A la place de l'Ours, un nostalgique de la ligne 5

Chaque semaine, Lausanne Cités en collaboration avec l’équipe du livre «Une journée à Lausanne» et les éditions Favre vous proposent deux photographies d’un même lieu à Lausanne, hier et aujourd’hui, accompagnées d’une anecdote y relative. Aujourd’hui, la place de l’Ours.

  • GEOFFREY COTTENCEAU

    GEOFFREY COTTENCEAU

Chère ligne 5, j’avais 18 ans quand tu es partie et que tu m’as laissé sur le trottoir. C’est clair que le métro m2 qui t’a remplacé me fait gagner un sacré paquet de temps, à moi plus encore qu’à bien d’autres, car j’habite à Vers-chez-les-Blanc, petit village dans les hauts de la commune de Lausanne. Malgré cela, j’avoue te regretter. Tu étais beaucoup plus lent, c’est vrai. Il n’était pas rare que tu te fasses doubler par les piétons, tout particulièrement vers le tronçon CHUV – Sallaz que tu mettais parfois près de vingt minutes à parcourir. Mais voilà, on pouvait toujours rêvasser et regarder la vie urbaine, toujours en mouvement, au travers de tes fenêtres…

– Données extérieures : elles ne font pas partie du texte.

PR #3176, opened 2020-04-08
fix embedded xrt build

larry9523:
Fix embedded XRT build


stsoe:
Hi @matwey .  Apparently embedded petalinux build failed because of the MODULE change.   Here is the error 

ERROR: xrt-202010.2.6.0-r0 do_package_qa: QA Issue: -dev package contains non-symlink .so: xrt-dev path '/work/aarch64-xilinx-linux/xrt/202010.2.6.0-r0/packages-split/xrt-dev/usr/lib/libxdp_lop_plugin.so'
-dev package contains non-symlink .so: xrt-dev path '/work/aarch64-xilinx-linux/xrt/202010.2.6.0-r0/packages-split/xrt-dev/usr/lib/libxdp_hal_plugin.so'
-dev package contains non-symlink .so: xrt-dev path '/work/aarch64-xilinx-linux/xrt/202010.2.6.0-r0/packages-split/xrt-dev/usr/lib/libxdp_debug_plugin.so'
-dev package contains non-symlink .so: xrt-dev path '/work/aarch64-xilinx-linux/xrt/202010.2.6.0-r0/packages-split/xrt-dev/usr/lib/libxdp_appdebug_plugin.so'
-dev package contains non-symlink .so: xrt-dev path '/work/aarch64-xilinx-linux/xrt/202010.2.6.0-r0/packages-split/xrt-dev/usr/lib/libxdp_hal_api_interface_plugin.so' [dev-elf]

matwey:
> Hi @matwey . Apparently embedded petalinux build failed because of the MODULE change. Here is the error
> 
> ERROR: xrt-202010.2.6.0-r0 do_package_qa: QA Issue: -dev package contains non-symlink .so: xrt-dev path '/work/aarch64-xilinx-linux/xrt/202010.2.6.0-r0/packages-split/xrt-dev/usr/lib/libxdp_lop_plugin.so'
> -dev package contains non-symlink .so: xrt-dev path '/work/aarch64-xilinx-linux/xrt/202010.2.6.0-r0/packages-split/xrt-dev/usr/lib/libxdp_hal_plugin.so'
> -dev package contains non-symlink .so: xrt-dev path '/work/aarch64-xilinx-linux/xrt/202010.2.6.0-r0/packages-split/xrt-dev/usr/lib/libxdp_debug_plugin.so'
> -dev package contains non-symlink .so: xrt-dev path '/work/aarch64-xilinx-linux/xrt/202010.2.6.0-r0/packages-split/xrt-dev/usr/lib/libxdp_appdebug_plugin.so'
> -dev package contains non-symlink .so: xrt-dev path '/work/aarch64-xilinx-linux/xrt/202010.2.6.0-r0/packages-split/xrt-dev/usr/lib/libxdp_hal_api_interface_plugin.so' [dev-elf]

Sorry for that. But what is the technical reason to have symlink-ed .so for plugins? I understand when this rule is applied for shared libraries, but here nobody is going to link anything with this plugins.

stsoe:
No worries.   I am not sure, I don't understand the details of the petalinux build.

matwey:
> No worries. I am not sure, I don't understand the details of the petalinux build.

I missed `-dev` suffix in the package name. Do you test that you can use plugins without `xrt-dev` package installed? I suppose this `.so` plugins should go to the main package instead of `xrt-dev` because they are part of runtime.

larry9523:
> > Hi @matwey . Apparently embedded petalinux build failed because of the MODULE change. Here is the error
> > ERROR: xrt-202010.2.6.0-r0 do_package_qa: QA Issue: -dev package contains non-symlink .so: xrt-dev path '/work/aarch64-xilinx-linux/xrt/202010.2.6.0-r0/packages-split/xrt-dev/usr/lib/libxdp_lop_plugin.so'
> > -dev package contains non-symlink .so: xrt-dev path '/work/aarch64-xilinx-linux/xrt/202010.2.6.0-r0/packages-split/xrt-dev/usr/lib/libxdp_hal_plugin.so'
> > -dev package contains non-symlink .so: xrt-dev path '/work/aarch64-xilinx-linux/xrt/202010.2.6.0-r0/packages-split/xrt-dev/usr/lib/libxdp_debug_plugin.so'
> > -dev package contains non-symlink .so: xrt-dev path '/work/aarch64-xilinx-linux/xrt/202010.2.6.0-r0/packages-split/xrt-dev/usr/lib/libxdp_appdebug_plugin.so'
> > -dev package contains non-symlink .so: xrt-dev path '/work/aarch64-xilinx-linux/xrt/202010.2.6.0-r0/packages-split/xrt-dev/usr/lib/libxdp_hal_api_interface_plugin.so' [dev-elf]
> 
> Sorry for that. But what is the technical reason to have symlink-ed .so for plugins? I understand when this rule is applied for shared libraries, but here nobody is going to link anything with this plugins.

Maybe this is related to the QA error?
https://wiki.yoctoproject.org/wiki/Technical_FAQ

Why are .so files in the -dev package instead of the main package for a recipe?
In standard Unix library packaging, non-versioned .so symlinks (e.g. /usr/lib/libgd.so) are intended for development purposes only. At runtime, binaries should be linked to the major-versioned .so file/symlink e.g. /usr/lib/libgd.so.3. This (theoretically) allows multiple major versions of the same library as well as binaries that depend upon each of them to coexist on the same system. If the library is versioned but you have a binary that links to the unversioned .so file, it has almost certainly been linked incorrectly.

Non-symlink .so files on the other hand are sometimes produced and are entirely legal - however these will be picked up in the -dev package in OpenEmbedded simply by virtue of their name, which is almost always not what you want. In this case you can do one of two things:

Fix the build of the library so it gets versioned. This may not always be appropriate, especially not for things like plugins.
Set FILES_${PN}-dev within the recipe so that it does not include ${FILES_SOLIBSDEV}. If the software the recipe is building also produces symlink .so files you'll need to set FILES_${PN}-dev such that those do still get packaged in the -dev package though, or you'll get a package QA warning.

matwey:
@larry9523 this guys are not dynamically linked shared libraries. They are loaded using `dlopen` in code by their filepath, so they do not need to have soname.

larry9523:
> @larry9523 this guys are not dynamically linked shared libraries. They are loaded using `dlopen` in the code by their filepath, so they do not need to have soname.

@matwey Good point. I agree with you that MODULE is more proper for those guys. Let's get the build back and find out a proper way to elimiate QA warning with MODULE. 

https://wiki.yoctoproject.org/wiki/TipsAndTricks/Packaging_Prebuilt_Libraries
Some Background
Libraries in Linux systems are generally versioned so that it is possible to have multiple versions of the same library installed, which eases upgrades and support for older software. For example, suppose that in a versioned library an actual library is called "libfoo.so.1.2", a symbolic link named "libfoo.so.1" points to "libfoo.so.1.2", and a symbolic link named "libfoo.so" points to "libfoo.so.1.2". Given these conditions, when you link a binary against a library, you typically provide the unversioned file name (i.e. -lfoo to the linker). However, the linker follows the symbolic link and actually links against the versioned filename. The unversioned symbolic link is only used at development time. Consequently, the library is packaged along with the headers in the development package ${PN}-dev along with the actual library and versioned symbolic links in ${PN}. Because versioned libraries are far more common than unversioned libraries, the default packaging rules assume versioned libraries.

Yocto Packaging Overview
It follows that packaging an unversioned library requires a bit of work in the recipe. By default, "libfoo.so" gets packaged into ${PN}-dev, which triggers a QA warning that a non-symlink library is in a -dev package, and binaries in the same recipe link to the library in ${PN}-dev, which triggers more QA warnings. To solve this problem, you need to package the unversioned library into ${PN} where it belongs. Following are the abridged default FILES variables in bitbake.conf:

Himanshu-xilinx:
Hi All,

Raised pull request https://github.com/Xilinx/XRT/pull/3184  to fix this.
yocto while creating dev rpm expects only softlinks in dev rpm. 
we disable this qa check for dev rpm by adding below code in xrt_git.bbappend file 

INSANE_SKIP_${PN}-dev += "dev-elf"

stsoe:
This pull request will be merged as a temporary work-around until we have moved the plugin libraries out of the lib directory.

mamin506:
> yocto while creating dev rpm expects only softlinks in dev rpm.
> we disable this qa check for dev rpm by adding below code in xrt_git.bbappend file
> 
> INSANE_SKIP_${PN}-dev += "dev-elf"

Hi @Himanshu-xilinx, I would not said disable Yocto's QA check is a good idea.
But it is acceptable workaround before the pipeline could run petalinux build.

Please enable QA check once pipeline is ready.
Thanks for looking into the issue and provide quick fix.

PR #3181, opened 2020-04-08
More test clean up and migration to PL APIs

sonals:
*Update xrt/02_simple/kernel.cl to use workgroup size of 1024 for iteration which removes dependency on host application passing group ids to kernel
*Update 02_simple host code for both python and xrt test case
*Update 22_verify xrt test case host code to use new PL APIs
*Capture errno for XRT allocation APIs

### DIFF
--- a/src/runtime_src/core/pcie/linux/shim.cpp
+++ b/src/runtime_src/core/pcie/linux/shim.cpp
@@ -122,8 +122,8 @@ namespace xocl {
  * handles the actual interaction with the kernel on the i/o data path.
  *
  * Configuration:
- * - qAioEn:		per queue aio context enabled or not 
- * - qAioCtx:		per queue aio context, valid only if qAioEn = true 
+ * - qAioEn:		per queue aio context enabled or not
+ * - qAioCtx:		per queue aio context, valid only if qAioEn = true
  * - set_option():	optional configurations for aio context and batching
  *
  * i/o data path:
@@ -156,7 +156,7 @@ public:
     const int queue_get_handle(void) { return (int)qhndl; }
 
     // optional configurations
-    int set_option(int type, uint32_t val) 
+    int set_option(int type, uint32_t val)
     {
         switch(type) {
         case STREAM_OPT_AIO_MAX_EVENT:
@@ -523,8 +523,13 @@ size_t shim::xclRead(xclAddressSpace space, uint64_t offset, void *hostBuf, size
 unsigned int shim::xclAllocBO(size_t size, int unused, unsigned flags)
 {
     drm_xocl_create_bo info = {size, mNullBO, flags};
+    unsigned int bo = mNullBO;
     int result = mDev->ioctl(mUserHandle, DRM_IOCTL_XOCL_CREATE_BO, &info);
-    return result ? mNullBO : info.handle;
+    if (result)
+        errno = result;
+    else
+        bo = info.handle;
+    return bo;
 }
 
 /*
@@ -534,8 +539,13 @@ unsigned int shim::xclAllocUserPtrBO(void *userptr, size_t size, unsigned flags)
 {
     drm_xocl_userptr_bo user =
         {reinterpret_cast<uint64_t>(userptr), size, mNullBO, flags};
+    unsigned int bo = mNullBO;
     int result = mDev->ioctl(mUserHandle, DRM_IOCTL_XOCL_USERPTR_BO, &user);
-    return result ? mNullBO : user.handle;
+    if (result)
+        errno = result;
+    else
+        bo = user.handle;
+    return bo;
 }
 
 /*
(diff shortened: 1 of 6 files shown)


src/runtime_src/core/pcie/linux/shim.cpp
```diff
@@ -523,8 +523,13 @@ size_t shim::xclRead(xclAddressSpace space, uint64_t offset, void *hostBuf, size
...
 {
     drm_xocl_create_bo info = {size, mNullBO, flags};
+    unsigned int bo = mNullBO;
     int result = mDev->ioctl(mUserHandle, DRM_IOCTL_XOCL_CREATE_BO, &info);
-    return result ? mNullBO : info.handle;
+    if (result)
+        errno = result;
+    else
+        bo = info.handle;
+    return bo;
```
stsoe, line 532: This does not look right.   ioctl should return -1 on error and errno should be set.   You are overwriting it with -1.

src/runtime_src/core/pcie/linux/shim.cpp
```diff
@@ -534,8 +539,13 @@ unsigned int shim::xclAllocUserPtrBO(void *userptr, size_t size, unsigned flags)
 {
     drm_xocl_userptr_bo user =
         {reinterpret_cast<uint64_t>(userptr), size, mNullBO, flags};
+    unsigned int bo = mNullBO;
     int result = mDev->ioctl(mUserHandle, DRM_IOCTL_XOCL_USERPTR_BO, &user);
-    return result ? mNullBO : user.handle;
+    if (result)
+        errno = result;
+    else
+        bo = user.handle;
```
stsoe, line 547: ditto

tests/xrt/02_simple/main.cpp
```diff
@@ -20,33 +20,22 @@
...
-#if defined(DSA64)
-#include "xsimple_hw_64.h"     
-#else
-#include "xsimple_hw.h"  
-#endif
-
-static const int count = 1024;
-int foo;
+// This value is shared with worgroup size in kernel.cl
+static const int COUNT = 1024;
```
stsoe, line 35: It's much better to use lower case.    You run a serious risk of preprocessor playing tricks with the code.   I think we need to mandate lower case for everything but #defines which all should be proceeded with // anyway.

tests/xrt/02_simple/main.cpp
```diff
@@ -20,33 +20,22 @@
...
 
-// driver includes
+// XRT includes
+#include "xrt.h"
 #include "ert.h"
-
-// host_src includes
-#include "xclhal2.h"
+#include "experimental/xrt_kernel.h"
+#include "experimental/xrt_xclbin.h"
```
haeseunglee, line 28: At this point, XRT tests with the experimental APIs won't work on the sprite because libxrt++ is not official library (for now) and sprite does not include libxrt++ for host compilation. So, either we need to disable this test on the sprite or find a way to add libxrt++ for this test.

tests/xrt/22_verify/main.cpp
```diff
@@ -22,21 +22,17 @@
...
 #include <time.h>
 
-// driver includes
-#include "ert.h"
-
 // host_src includes
-#include "xclhal2.h"
+#include "xrt.h"
+#include "experimental/xrt_kernel.h"
+#include "experimental/xrt_xclbin.h"
```
haeseunglee, line 28: Same to my previous comment for the experimental APIs.

src/runtime_src/core/pcie/linux/shim.cpp
sonals: The alloc bo ioctls return the error code from the driver. So far we have been throwing away that information which does not help the client since it only sees a null handle when the API fails.

tests/xrt/02_simple/main.cpp
sonals: These APIs are defined in xrt_coreutil.so which is available so the tests should work. The library is currently included in common.mk makefile

haeseunglee: The sprite is not using common.mk for compilation. It is using metadata to generate the makefile for the sprite run. It's because the existing makefile finds the common.mk from upper directory, which can't be done in sprite. So, it looks like I'll have to do necessary changes for the sprite.

src/runtime_src/core/pcie/linux/shim.cpp
stsoe: Ok, that is wrong then; it should set errno according to the ioctl man page.

stsoe:
@haeseunglee  These new APIs are not experimental for long.   Test cases that use these APIs (xrt_kernel.h) must link explicitly with xrt_coreutil.so.   Sprite will have to do this for specific tests we write against these APIs.  These APIs will forever be in xrt_coreutil.so because their implementation is shared between all platforms and OSes.    

For tests that don't use symbols from xrt_coreutils, nothing changes, e.g. they should *not* link we this library. 

Doesn't the yml files that create makefiles support adding arbitrary libraries to link with?

haeseunglee:
@stsoe It is. I can modify the metadata to add libxrt++. So, I'll have to make that change to support these experimental APIs.

sonals:
retest these please

sonals:
retest this please

sonals:
retest this please

sonals:
retest this please

PR #3861, opened 2020-08-13
New IOCTLs for Linux In-kernel Interface

akum-xilinx:
These new IOCTLs can be only be invoked from the other Linux modules within kernel . The access is via the DRM subsystem IOCTL interface. The access via DRM subsystem already exists for existing IOCTLs. These new IOCTLs provide meaningful usability of the XRT interfaces from within the linux kernel.

DRM_IOCTL_XOCL_KINFO_BO - To get kernel virtual address of ExecBuf and P2P BOs + other INFO BO details
DRM_IOCTL_XOCL_MAP_KERN_MEM - To map Linux kernel buffers and SGLs to Device BOs
DRM_IOCTL_XOCL_EXECBUF_CB - To get a callback once an execbuf been completed
DRM_IOCTL_XOCL_SYNC_BO_CB - To get a callback once a DMA has been completed


maxzhen:
ok to test

houlz0507:
@karenx-xilinx Could you help to review the libxdma change?

src/runtime_src/core/pcie/driver/linux/xocl/lib/libxdma.c
```diff
@@ -941,13 +941,15 @@ static int process_completions(struct xdma_engine *engine,
 
 		if (req->sw_desc_cnt == req->desc_completed) {
 			list_del(&req->entry);
+			spin_unlock(&engine->req_list_lock);
 			if (req->cb && req->cb->io_done) {
 				struct xdma_io_cb *cb = req->cb;
 
-				cb->io_done((unsigned long)cb->private, 0);
+				cb->io_done((unsigned long)cb->private, req->done);
```
karenx-xilinx, line 948: the 2nd parameter in io_done() is error code, please keep it. If you want additional information on the done bytes, please add a another parameter for it.

akum-xilinx: Hi Karen, I am mostly fine with adding another parameter to io_done function. Before that can we also consider 2 other options:
1. Use the count field in xdma_io_cb to load the done bytes count. It does not seem to be used now. 
2. If the count field is to denote requested len, have a new field "done_bytes" for completed transfers.
3. Rename count to "done_bytes" to ensure that this field will contain completed transfers.

karenx-xilinx: Yes, let's do #2. Thanks.

src/runtime_src/core/pcie/driver/linux/xocl/subdev/xdma.c
```diff
@@ -92,6 +92,110 @@ static ssize_t xdma_migrate_bo(struct platform_device *pdev,
...
+	struct xdma_async_context *async_ctx = (struct xdma_async_context *)data;
+	//pr_info("%s: async_ctx %llx, ", __func__, (u64)async_ctx);
+
+	if (!err) {
+		async_ctx->xdma->channel_usage
+			[async_ctx->dir][async_ctx->channel] += 
+						async_ctx->iocb->done_bytes;
+	}
+	
+	async_ctx->callback_fn(async_ctx->callback_data, err);
```
pranjalv-xilinx, line 115: It will be good to have a check for callback func like if (async_ctx->callback_fn). Sometimes clients for this async method might not want completions notifications for each transfers.

src/runtime_src/core/pcie/driver/linux/include/xocl_ioctl.h
```diff
@@ -157,6 +157,15 @@ enum drm_xocl_ops {
 	DRM_XOCL_ALLOC_CMA,
 	/* Free allocated CMA chunk through userpf*/
 	DRM_XOCL_FREE_CMA,
+
+	/* The foloowing IOCTLs can only be called from linux kernel space
```
larry9523, line 161: following?

src/runtime_src/core/pcie/driver/linux/xocl/userpf/xocl_bo.c
```diff
@@ -1329,3 +1338,311 @@ int xocl_usage_stat_ioctl(struct drm_device *dev, void *data,
...
+        int i;
+        int ret=0;
+        unsigned int page_count;
+        struct scatterlist *sg;
+        const struct drm_xocl_map_kern_mem *args = data;
+
+        struct drm_xocl_bo *xobj;
+        struct drm_gem_object *gem_obj;
+
+	/* This ioctl should only be called to map to kernel memory */
```
larry9523, line 1535: the indent seems wrong

src/runtime_src/core/pcie/driver/linux/xocl/xocl_drv.h
```diff
@@ -595,6 +598,9 @@ struct xocl_dma_funcs {
 #define	xocl_migrate_bo(xdev, sgt, to_dev, paddr, chan, len)	\
 	(DMA_CB(xdev, migrate_bo) ? DMA_OPS(xdev)->migrate_bo(DMA_DEV(xdev), \
 	sgt, to_dev, paddr, chan, len) : 0)
+#define	xocl_async_migrate_bo(xdev, sgt, to_dev, paddr, chan, len, cb_fn, ctx_ptr)	\
+	(DMA_CB(xdev, migrate_bo) ? DMA_OPS(xdev)->async_migrate_bo(DMA_DEV(xdev), \
```
pranjalv-xilinx, line 602: DMA_CB() macro should be checking for async_migrate_bo and not migrate_bo

src/runtime_src/core/pcie/driver/linux/xocl/userpf/xocl_kds.c
```diff
@@ -315,6 +331,26 @@ static int xocl_command_ioctl(struct xocl_dev *xdev, void *data,
 	xcmd->cb.notify_host = notify_execbuf;
 	xcmd->gem_obj = obj;
 
+	if (in_kernel) {
+		struct drm_xocl_execbuf_cb *args_cb =
+					(struct drm_xocl_execbuf_cb *)data;
```
mamin506, line 336: This is not a must resolve thing.
To make this work, the drm_xocl_execbuf_cb must be an extend of drm_xocl_execbuf. For the short term and for internal quick fix, this is okay to me.
But, ideally, we should not use two structs.
Maybe we can accept this code but we definitely need a little bit refine in the future.

src/runtime_src/core/pcie/driver/linux/xocl/userpf/xocl_kds.c
```diff
@@ -315,6 +331,26 @@ static int xocl_command_ioctl(struct xocl_dev *xdev, void *data,
...
+
+		if (args_cb->cb_func) {
+			xcmd->inkern_cb = kzalloc(sizeof(struct in_kernel_cb),
+								GFP_KERNEL);
+			if (!xcmd->inkern_cb) {
+				kfree(xcmd);
```
mamin506, line 342: xcmd->cb.free(xcmd);

src/runtime_src/core/pcie/driver/linux/xocl/userpf/xocl_drm.c
```diff
@@ -407,7 +417,7 @@ static struct drm_driver mm_drm_driver = {
 	.gem_vm_ops			= &xocl_vm_ops,
 
 	.ioctls				= xocl_ioctls,
-	.num_ioctls			= ARRAY_SIZE(xocl_ioctls),
+	.num_ioctls			= (ARRAY_SIZE(xocl_ioctls)-NUM_KERNEL_IOCTLS),
```
mamin506, line 420: What would happen if user call DRM_XOCL_EXECBUF_CB just in accident? Hope linux kernel is strong enough to handle this without crash. Have we tried it?

src/runtime_src/core/pcie/driver/linux/xocl/userpf/xocl_drm.c
```diff
@@ -368,6 +368,16 @@ static const struct drm_ioctl_desc xocl_ioctls[] = {
...
+#define NUM_KERNEL_IOCTLS 4
+	DRM_IOCTL_DEF_DRV(XOCL_KINFO_BO, xocl_kinfo_bo_ioctl,
+			  DRM_AUTH|DRM_UNLOCKED|DRM_RENDER_ALLOW),
+	DRM_IOCTL_DEF_DRV(XOCL_MAP_KERN_MEM, xocl_map_kern_mem_ioctl,
+			  DRM_AUTH|DRM_UNLOCKED|DRM_RENDER_ALLOW),
+	DRM_IOCTL_DEF_DRV(XOCL_EXECBUF_CB, xocl_execbuf_callback_ioctl,
+			  DRM_AUTH|DRM_UNLOCKED|DRM_RENDER_ALLOW),
+	DRM_IOCTL_DEF_DRV(XOCL_SYNC_BO_CB, xocl_sync_bo_callback_ioctl,
+			  DRM_AUTH|DRM_UNLOCKED|DRM_RENDER_ALLOW),
+
```
larry9523, line 380: It is probably a good idea to add some comments, that these kernel ioctls must be put at the end of the array. Otherwise, there might be leak to user space for these kernels which could be a security issue.

src/runtime_src/core/pcie/driver/linux/xocl/userpf/xocl_drm.c
akum-xilinx: The DRM subsystem in linux kernel will prevent calling of these IOCTLS. Following is a small snippet of code from drm_ioctl function (linux/v4.15/source/drivers/gpu/drm/drm_ioctl.c)
_if (is_driver_ioctl) {
		/* driver ioctl */
		if (nr - DRM_COMMAND_BASE >= dev->driver->num_ioctls)
			goto err_i1;
		ioctl = &dev->driver->ioctls[nr - DRM_COMMAND_BASE]; 
}_
These IOCTLS if called through drm_ioctl function will fail(err_i1 above). Userspace IOCTLs are invoked through drm_ioctl. These new IOCTLs can be only called using drm_ioctl_kernel, which is not exposed to userspace.  Kernel space modules need to call drm_ioctl_kernel. XSS does. Since @larry9523 also asked for this explanation, I am tagging him here.

src/runtime_src/core/pcie/driver/linux/xocl/userpf/xocl_drm.c
akum-xilinx: I took care of it.

src/runtime_src/core/pcie/driver/linux/xocl/userpf/xocl_kds.c
akum-xilinx: I had thought of it. But the problem I see is the callback function and data pointer may look out of place in user-space struct (drm_xocl_execbuf).  Can we think over the options and make a subsequent check-in?

karenx-xilinx (approved):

Aujourd’hui, je me tape le trajet en métro entre 500 et 600 fois dans l’année, et j’avoue en avoir marre. Je n’éprouve vraiment aucune envie d’entrer dans ce long tunnel. Privé de vue pendant l’essentiel du trajet, il ne me reste plus qu’à observer les autres passagers, dont 4 sur 5 au moins gardent leurs yeux rivés sur leur mobile, spectacle tout de suite lassant. Le plus souvent, je craque moi aussi très vite et je fais le tour des derniers articles d’Eurosport ou me lance encore plus bêtement dans un scroll Facebook, non sans culpabiliser, car ce sont là des secondes de vie tout à fait perdues.

Reste qu’il est quand même bien plus facile de laisser errer son regard et son esprit au travers des fenêtres lorsqu’elles donnent sur autre chose que des murs gris qui défilent!